Molasses-based sugar supplements are excellent energy and carbohydrate sources to enhance rumen fermentation and milk components. In times of high price of rumen bypass fatty acid products, it is economical to feed additional QLF to partially replace bypass fats. Due to the recent supply shortage of palmitic fatty acid (C16:0) products, multiple large herds in Midwest increased QLF feeding rate from 4 to 7 lbs/d as-fed to partially replace fat energy. To their surprise, they saw additional milk fat responses while reducing feed costs.
Here are some key points of feeding molasses-based products to replace rumen bypass fat:
Feeding supplemental fatty acids to gain milk fat is not always profitable.
Many farms feed rumen-bypass fatty acids to boost fat production, but not every farm knows if they are profitable by doing so.

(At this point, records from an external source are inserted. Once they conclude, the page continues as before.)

PR #1036, opened 2026-07-17
docs(skills): expand extxyz format documentation in dpdata-cli skill

SchrodingersCattt:
## Summary

Expand the `dpdata-cli` SKILL with detailed extended XYZ (extxyz) format documentation.

## Motivation

The extxyz format has 6 registered aliases (`extxyz`, `quip/gap/xyz`, `quip/gap/xyz_file`, `mace/xyz`, `nequip/xyz`, `gpumd/xyz`) that all point to the same `QuipGapXYZFormat` class. AI agents and users frequently do not know these are equivalent, leading to confusion. Additionally, plain `xyz` vs `extxyz` is a common source of errors.

## Changes

- Updated YAML frontmatter description to mention extxyz aliases
- Added new section with:
  - Format aliases table
  - Clear `xyz` vs `extxyz` disambiguation
  - File structure documentation
  - Recognized header key variants
  - Stress/virial conversion conventions
  - CLI examples specific to extxyz
  - Tips for correct format specification

## Scope

- 1 file changed: `skills/dpdata-cli/SKILL.md` (+77 lines)
- All claims traceable to source code
- No behavioral changes, no new dependencies

## Summary by CodeRabbit

* **Documentation**
  * Updated `dpdata-cli` documentation to keep the “Supports 50+ formats” claim while refreshing the showcased supported-format examples, moving away from specific DeePMD variants toward broader references (including `deepmd` and other tools).
  * Added an **Extended XYZ (extxyz) Format Details** section, describing extxyz and its equivalent aliases, clarifying that plain `xyz` is different, and including CLI usage examples and guidance (including `--multi` and type-map usage).


skills/dpdata-cli/SKILL.md
```diff
@@ -173,6 +173,40 @@ Formats may be updated. For the complete and latest list, see:
...
+uvx dpdata data.xyz -i extxyz -O deepmd_data -o deepmd/npy --multi
+
+# Heterogeneous extxyz (mixed compositions) → deepmd/npy/mixed
+uvx dpdata data.xyz -i extxyz -O deepmd_data -o deepmd/npy/mixed --multi
+
+# Convert extxyz to VASP POSCAR (single-frame input only)
+uvx dpdata data.xyz -i extxyz -O POSCAR -o vasp/poscar
+
+# Convert with explicit type map (--multi for multi-frame files)
+uvx dpdata data.xyz -i extxyz -O deepmd_data -o deepmd/npy -t H C N O --multi
```
njzjz: **[P2] Keep the explicit type-map example on a path that applies it**

With `--multi`, `convert()` calls `MultiSystems.from_file(..., type_map=...)`, but `MultiSystems.from_file` creates the container without that map and the extxyz per-frame loader returns each parsed dictionary unchanged. The later `sort_atom_names()` therefore infers an order instead of honoring `-t`. I reproduced the documented form with `-t C B`: both generated `type_map.raw` files still contained `B` followed by `C`. This silently defeats the example’s purpose and can leave training datasets with an unintended type order.

Until the multi-system loader applies the map, make this explicitly single-frame, where `LabeledSystem` does call `apply_type_map`:

```suggestion
# Convert a single-frame extxyz with explicit type map
uvx dpdata data.xyz -i extxyz -O deepmd_data -o deepmd/npy -t H C N O
```

njzjz (changes requested):
Request changes: the frame-preservation correction is sound, but adding `--multi` made the explicit type-map example ineffective because that extxyz path currently ignores `-t`. The inline suggestion keeps the example on the supported single-frame path. The existing unresolved plain-XYZ species wording should also be addressed.

Coding agent: Codex
Model: gpt-5.6-sol
Reasoning effort: xhigh

PR #1037, opened 2026-07-19
fix(dftbplus): parse all atoms instead of truncating to 4

### LINKED ISSUE #991: [Code scan] DFTB+ parser truncates coordinates and forces to four atoms

The DFTB+ parser only reads coordinate rows while `flag in (3, 4, 5, 6)` and force rows while `flag in (8, 9, 10, 11)`. That limits parsing to four atoms regardless of the actual system size.

Affected code:
https://github.com/deepmodeling/dpdata/blob/a7a50bfc096e1a65470af6f1c48152dc0275ec1c/dpdata/formats/dftbplus/output.py#L41-L60
https://github.com/deepmodeling/dpdata/blob/a7a50bfc096e1a65470af6f1c48152dc0275ec1c/dpdata/formats/dftbplus/output.py#L61-L72

Current tests only cover ammonia, which has four atoms:
https://github.com/deepmodeling/dpdata/blob/a7a50bfc096e1a65470af6f1c48152dc0275ec1c/tests/test_dftbplus.py#L17-L47

Why this is a bug:

- A 5-atom or larger DFTB+ input can only contribute the first four coordinate rows.
- A 5-atom or larger DFTB+ output can only contribute the first four force rows.
- The parser then returns truncated arrays or trips the coordinate/force shape assertion instead of reading all atoms.

The parser should determine the number of geometry/force rows from the file content instead of using fixed flag values for a 4-atom fixture.

abhi-0203:
## Summary

The DFTB+ parser hardcoded flag checks to only read 4 coordinate rows () and 4 force rows (). This silently truncated any system with more than 4 atoms.

Closes #991

## Changes

- Read the atom count from the GenFormat header line (e.g., ) and use it to determine how many coordinate rows to parse
- For forces, parse all consecutive rows after 'Total Forces' until a non-force line is encountered
- Added test with 6-atom system to verify the fix

## Testing

- All existing ammonia (4-atom) tests pass
- New 6-atom test passes
- Linter passes

## Root Cause

The original code used hardcoded flag ranges ( and ) which limited parsing to exactly 4 rows regardless of the actual system size.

By feeding a palmitic fatty acid (C16:0) product, cows will usually respond with higher milk fat, but the transfer efficiency of palmitic fatty acid from feed to milk fat is generally around 20% (Lock et al. 2013; J Dairy Sci. 96:6650-6659)

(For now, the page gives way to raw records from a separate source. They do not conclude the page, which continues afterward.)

PR #1044, opened 2026-07-25
docs(formats): expand generated format reference

njzjz:
## Summary

- Add format-owned overviews and NumPy-style parameter documentation for all 51 registered format implementations, 97 conversion methods, and 318 conversion parameters across 83 aliases.
- Rework generated format pages to show the preferred and equivalent aliases, format descriptions, data-model-specific examples, exact public signatures, explicit parameters, and `**kwargs` options; make generation independent of the caller working directory.
- Expand the supported-formats landing page with data-model guidance, Python and CLI conversion examples, format-specific parameter examples, and a description column.
- Add documentation contract tests, enable Ruff D205 while retaining D417 enforcement, and make regular Sphinx validation possible without the optional JupyterLite toolchain.

## Validation

- `ruff format dpdata docs/conf.py docs/make_format.py tests/test_format_docs.py`
- `ruff check dpdata/ docs/conf.py docs/make_format.py tests/test_format_docs.py`
- `python -m unittest discover` — 2238 tests passed, 28 skipped
- `python -m unittest discover -s tests -p 'test_format_docs.py'`
- `dpdata --help`
- `dpdata --version`
- `DPDATA_DOCS_SKIP_JUPYTERLITE=1 sphinx-build -a -b html . _build/html` — succeeded; 1650 existing API/autosummary warning lines remain, with 0 warnings from `docs/formats.rst` or `docs/formats/*.rst`

## Notes

The default JupyterLite build still requires micromamba. `DPDATA_DOCS_SKIP_JUPYTERLITE=1` skips only that optional extension so contributors can validate the regular Sphinx pages. Existing repository-wide API/autosummary warnings remain outside this documentation-focused change.

Coding agent: Codex
Model: gpt-5.6-sol
Reasoning effort: xhigh

## Summary by CodeRabbit

* **Documentation**
  * Expanded supported-format guidance, including how aliases map to implementations, authoritative “supported conversions,” and richer Python/CLI conversion examples.
  * Improved format reference generation with deterministic, clearer conversion documentation and “quick examples.”
  * Refreshed and expanded docstrings across many format adapters (inputs/outputs/parameters), plus wording tweaks for specific readers.

* **Bug Fixes**
  * Made documentation builds more reliable and updated external documentation links; default docs language set to English; JupyterLite can be skipped.

* **Tests**
  * Added automated checks that all registered formats and conversion methods include required parameter documentation.

* **Changes**
  * Clarified the SQM input format as write-only.


dpdata/utils.py
```diff
@@ -175,15 +179,15 @@ def open_file(file: FileType, *args, **kwargs) -> Generator[io.IOBase, None, Non
     ----------
     file : file object or file path
         A file object or a file path.
+    *args : list
+        Positional arguments passed to :func:`open` for path inputs.
+    **kwargs : dict
+        Keyword arguments passed to :func:`open` for path inputs.
```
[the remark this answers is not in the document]
njzjz: Fixed in e9a0402: `*args` is now documented as `tuple`, and the `ValueError` description reads "If file is neither a file object nor a file path."

dpdata/plugins/abacus.py
```diff
@@ -20,7 +20,30 @@
...
+            Input ``STRU`` file.
+        **kwargs : dict
+            Additional format arguments accepted for API compatibility.
+
+        Returns
+        -------
+        dict
+            System data, including optional ``move`` and magnetic fields when
+            present in the file.
+        """
```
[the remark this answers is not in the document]
njzjz: Fixed in e9a0402. `get_frame_from_stru` calls `os.path.isfile(stru)` and `open(stru)`, so the type is now `str or os.PathLike`.

dpdata/plugins/amber.py
```diff
@@ -13,6 +13,14 @@
 
 @Format.register("amber/md")
 class AmberMDFormat(Format):
+    """AMBER molecular-dynamics trajectory and label files.
+
+    Coordinates and topology are read from ``.nc`` and ``.parm7`` files.
+    Labeled loading additionally combines optional ``.mdfrc``, ``.mden``,
+    and ``.mdout`` files for forces, energies, and box information. The
+    ``parmed`` optional dependency is required.
```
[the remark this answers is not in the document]
njzjz: Fixed in e9a0402. `read_amber_traj` opens `mdfrc_file` unconditionally under `if labeled:`, while energies come from `.mden` or `.mdout` (`RuntimeError` if neither exists). The class docstring and `mdfrc_file`/`mden_file`/`mdout_file` entries now say so.

dpdata/plugins/amber.py
```diff
@@ -21,6 +29,27 @@ def from_system(
...
+        ----------
+        file_name : str, optional
+            Common prefix used to infer ``<prefix>.parm7`` and ``<prefix>.nc``.
+        parm7_file : str, optional
+            Explicit AMBER topology file. Overrides the inferred path.
+        nc_file : str, optional
+            Explicit NetCDF trajectory file. Overrides the inferred path.
+        use_element_symbols : list[str] or bool, optional
+            Element-symbol information forwarded to the AMBER reader when
+            atom names cannot be inferred unambiguously from the topology.
```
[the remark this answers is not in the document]
njzjz: Fixed in e9a0402 at both sites. Now documented as `list[int] or str, optional` — a list of atom indexes, or an AMBER mask string, matching `read_amber_traj`.

dpdata/plugins/qe.py
```diff
@@ -8,8 +8,33 @@
...
+        Parameters
+        ----------
+        file_name : str or os.PathLike
+            Common prefix of the CP input and trajectory files.
+        begin : int, default=0
+            Index of the first frame to load.
+        step : int, default=1
+            Load every ``step``-th frame.
+        **kwargs : dict
+            Additional format arguments accepted for API compatibility.
```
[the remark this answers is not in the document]
njzjz: Fixed in e9a0402 by narrowing the documented type, which is the accurate option here.

`qe/cp/traj` builds `file_name + ".in"` so a `Path` raises `TypeError`, and `qe/pw/scf` routes through `dpdata.formats.qe.scf.get_frame`, whose `isinstance(fname, str)` check raises `RuntimeError("invalid input")` for a `Path`. Both now document `str`. `qe/pw/scf` also accepts a two-element `[input_file, output_file]` list (exercised in `tests/test_qe_pw_scf.py`), which is now documented too. Making path-like inputs actually work is a behavior change better kept out of this docs-only PR.

dpdata/plugins/xyz.py
```diff
@@ -16,14 +16,30 @@
...
+
+    Plain XYZ stores element symbols and Cartesian coordinates but no cell or
+    labels. dpdata therefore treats it as nonperiodic and assigns a placeholder
+    cell. Use ``extxyz`` when energies, forces, virials, or multiple chemical
+    formulas must be preserved.
 
     Examples
     --------
     >>> s.to("xyz", "a.xyz")
     """
```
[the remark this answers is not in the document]
njzjz: Fixed in e9a0402, with `import dpdata` and an explicit `System` construction before `to()`.

dpdata/plugins/deepmd.py
```diff
@@ -202,6 +296,20 @@ def mix_system(self, *system, type_map, atom_numb_pad=None, **kwargs):
...
+        directory : str or os.PathLike
+            Root directory containing one or more mixed datasets.
+        **kwargs : dict
+            Additional format arguments forwarded when each dataset is read.
+
+        Returns
+        -------
+        list[str]
+            Directories containing ``type_map.raw`` and mixed-type data.
+        """
```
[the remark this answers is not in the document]
njzjz: Not applicable — `DeePMDMixedFormat.from_multi_systems` contains no `yield`. It builds `sys_dir = []`, appends inside `os.walk`, and ends with `return sys_dir`, so `Returns: list[str]` is correct as written.

The generator siblings are `DeePMDHDF5Format.from_multi_systems` and `DeePMDHDF5MixedFormat.from_multi_systems`, and both are already documented with a `Yields` section.

njzjz:
Also addressed the two CodeRabbit comments that could not be posted inline, in e6f267d:

**`dpdata/plugins/deepmd.py` (outside diff range, 492-507)** — confirmed against `MultiSystems.from_fmt_obj` (`dpdata/system.py:1412-1416`), which sends each yielded group to `LabeledSystem().from_fmt_obj` by default and to `System().from_fmt_obj` only when `labeled=False`. `DeePMDHDF5Format.from_multi_systems` now documents both consumers instead of naming only the unlabeled path.

**`docs/make_format.py` (nitpick, 522-533)** — deduplicated, but via a union rather than the suggested per-method lookup: `hidden_doc_parameters = {"*args"}.union(*internal_parameters.values())`. Narrowing to `internal_parameters.get(method, ...)` would leak `mol`/`rdkit_mol` into writer pages backed by a shared `to_system` implementation, which is the caveat your own note raised. The derived set is asserted identical to the previous literal, so generated pages are unchanged.

docs/make_format.py
```diff
@@ -166,73 +402,71 @@ def generate_sub_format_pages(formats: dict):
...
                             method_classes[method],
-                            aa.replace("/", "_").replace(".", ""),
+                            alias.replace("/", "_").replace(".", ""),
                             sig,
                         )
                     )
                     buff.append("""   :noindex:""")
                 buff.append("")
-                if docstring is None or method not in format.__dict__:
+                if docstring is None:
```
wanghan-iapcm, line 522: Dropping the `method not in format.__dict__` guard from #516 means inherited base-class implementations now surface their plugin-author docstrings on user-facing pages.

`check_supported()` advertises `from_multi_systems`/`to_multi_systems` whenever `MultiMode != NotImplemented`, so `getattr` resolves to `dpdata/format.py`'s base methods, whose text reads "Implement MultiSystems.from that converts from this format to MultiSystems. By default, this method follows MultiMode..." -- plus an internal `**kwargs : keyword arguments that will be passed from the method` row.

Regenerating on master vs this branch: master emits ``Convert this format to :class:`MultiSystems`.`` in all these places; this branch leaks the internal text in 5 (`DeePMDCompFormat.rst` 285/333, `DeePMDRawFormat.rst` 266/314, `DeePMDMixedFormat.rst` 226). Same applies to the `to_` branch at line 522.

Could you restore the `__dict__` check, keeping the `to_labeled_system` fallback that `get_method_obj` now handles?

docs/make_format.py
```diff
@@ -130,34 +133,267 @@ def check_supported(fmt: Format):
...
+    for parameter in get_user_parameters(method_obj, method):
+        if parameter.name in location_parameters:
+            arguments.append('"output_path"')
+            has_location = True
+        elif parameter.default is Parameter.empty:
+            arguments.append(f"{parameter.name}={get_parameter_example(parameter)}")
+    return arguments, has_location
+
+
+def append_quick_examples(
```
wanghan-iapcm, line 310: These are advertised as copyable, but for write-only formats the write example names a variable the block never defines, so pasting raises `NameError`.

11 of 51 generated pages are affected: `ListFormat`, `Py3DMolFormat`, `VASPStringFormat`, `PSI4InputFormat`, `SQMINFormat`, `PyMatgenCSEFormat`, plus `DeePMDMixedFormat` and `DeePMDHDF5MixedFormat` (these two define only `systems` from `MultiSystems.from_file`, then call `system.to(...)`), and undefined `atoms`/`molecule`/`structure` on the ASE and pymatgen pages.

This is the same defect you fixed for the hand-written `xyz` example in e9a0402 -- worth fixing in the generator too, either by emitting a construction stub or marking these blocks as non-runnable.

docs/make_format.py
```diff
@@ -130,34 +133,267 @@ def check_supported(fmt: Format):
...
+    "PwmatOutputFormat": "pwmat/output",
+    "QuipGapXYZFormat": "extxyz",
+    "VASPPoscarFormat": "vasp/poscar",
+}
+
+read_source_overrides = {
+    "AmberMDFormat": '"trajectory_prefix"',
+    "ASEStructureFormat": "atoms",
+    "CP2KAIMDOutputFormat": '"calculation_directory"',
+    "DFTBplusFormat": '("geometry.gen", "detailed.out")',
```
wanghan-iapcm: This points users at the wrong file. `read_dftb_plus` scans for `line.startswith("Geometry")` and parses the brace block, i.e. it needs the DFTB+ HSD input, not a standalone GenFormat file -- the repo's own fixture `tests/dftbplus/dftb_pin.hsd` starts with `Geometry = GenFormat {`. An actual `.gen` file (which begins with the atom-count line) raises `ValueError("GenFormat Geometry block not found in DFTB+ input")`.

Suggest `("dftb_in.hsd", "detailed.out")`.

dpdata/plugins/pwmat.py
```diff
@@ -54,8 +84,31 @@ def from_labeled_system(
 @Format.register("pwmat/atom.config")
 @Format.register("pwmat/final.config")
 class PwmatAtomconfigFormat(Format):
+    """PWmat ``atom.config`` or ``final.config`` structure file.
+
+    `PWmat <https://www.pwmat.com/>`_ is a plane-wave DFT software using GPU
+    acceleration.
+
+    The format stores a cell and one atomic configuration. Reading and writing
```
wanghan-iapcm: "Reading and writing normalize the cell to dpdata's lower-triangular convention" is only true for reading. `from_system` carries `@Format.post("rot_lower_triangular")`, but `to_system` has no decorator and `dpdata/formats/pwmat/atomconfig.py::from_system_data` writes `system["cells"][f_idx]` verbatim.

Suggest dropping "and writing".

wanghan-iapcm (commented):
Nice cleanup -- the cwd-independent generation and the per-alias signature fix are real improvements. A few accuracy issues in the generated output, found by regenerating the pages against master and diffing.

docs/make_format.py
njzjz: Fixed in `3d18de1`. Generated conversion docs now use a method docstring only when the format implements that method itself. The intentional `to_labeled_system` fallback to an implementation-owned `to_system` docstring remains. Regeneration confirms that the inherited `MultiMode` plugin-author text is gone, and the full 2,238-test suite passes.

Coding agent: Codex
Model: gpt-5.6-sol
Reasoning effort: xhigh

docs/make_format.py
njzjz: Fixed in `3d18de1`. The generator now defines write-side dpdata objects when no read example created them, and it emits concrete ASE/pymatgen setup objects before those read examples. Regenerated write-only, mixed, ASE, and pymatgen pages no longer reference undefined variables.

Coding agent: Codex
Model: gpt-5.6-sol
Reasoning effort: xhigh

docs/make_format.py
njzjz: Fixed in `3d18de1`. The DFTB+ quick example now uses `("dftb_in.hsd", "detailed.out")`, matching the HSD `Geometry = GenFormat` block consumed by `read_dftb_plus`.

Coding agent: Codex
Model: gpt-5.6-sol
Reasoning effort: xhigh

dpdata/plugins/pwmat.py
njzjz: Fixed in `3d18de1`. The PWmat atom.config overview now states that reading normalizes the cell and no longer claims that writing does so.

Coding agent: Codex
Model: gpt-5.6-sol
Reasoning effort: xhigh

Let’s do a calculation here:
Based on a transfer efficiency of 20%, feeding 1 lb of palmitic fatty acid will result in 0.2 lbs of additional milk fat. If we assume the milk fat price is $2.5/lb, 0.2 lbs of milk fat would be worth $0.5. So if 1 lb of palmitic fatty acid also costs $0.5 (and that would be the breakeven cost), per ton of palmitic acid would cost $1000. So the breakeven price of the palmitic acid product is $1000 if milk fat is at $2.5/lb. Similarly, the breakeven price would be $1200 if milk fat is at $3/lb. In most cases, prices of rumen-bypass fats are above the breakeven price. If farms feed these products solely to boost milk fat, it is oftentimes not a profitable strategy.
How much rumen bypass fat can be replaced by QLF?
Fat has a higher energy density than carbohydrates. The net energy of lactation of fat is around 3 times of starch or sugars, depending on the digestibility. Generally speaking, feeding 3 lbs as-fed of QLF molasses products can replace 1 lb of rumen bypass fat to achieve a similar level of energy. In many cases, instead of cutting off 100% of bypass fat from the diet, you can use QLF to partially replace fat supplements.
The additional milk component responses from using QLF to replace bypass fat in these large herds is likely due to the fact that 1) Increased de novo fatty acid synthesis from rumen. Fermentation of molasses in the rumen generates short-chain de novo fatty acids that contribute to milk fat production. 2) Rumen fermentation of sugar and NPN urea in QLF promotes microbial production and forage digestion, providing substrates to milk fat and protein. Our research using Fermentrics Technology found that the addition of QLF at 4 lbs/d as-fed equivalent to TMR increased estimated rumen microbial protein production by 400 g/cow/d. 3) By increasing QLF feeding rate to 7 lbs/cow/d, the total dietary sugar level is likely to hit the recommended sugar level of 7% DM. This is consistent with the meta-analysis (de Ondarza et al., 2017, Prof. Anim Sci 33:700-707) recommendation that 7% to 8% dietary sugar is optimal for rumen function and milk performance.
Ration models cannot correctly predict the responses of feeding sugar.
Current ration models cannot correctly predict the response of feeding sugar vs. fat on milk and milk component production. They underestimate the energy value of molasses-based feeds and cannot fully characterize the values of sugar on growing microbial protein. For example, Dr. Mike Van Amburgh of Cornell University mentioned that feeding sugar increases the population of protozoa in addition to bacteria. Protozoa is overlooked in ration programs but evidence shows that protozoa contribute up to 20% of the microbial protein yield. Furthermore, ration models cannot correctly predict sugar and urea interaction, and they also underestimate the role NPN urea plays in microbial protein synthesis even in the presence of dietary sugars. By replacing fatty acid products with QLF molasses products, ration programs are likely to severely underestimate the responses of sugars on milk and milk components. A good nutritionist understands the importance of trying it out and watching the actual responses from the cows, instead of overly relying on ration program predictions.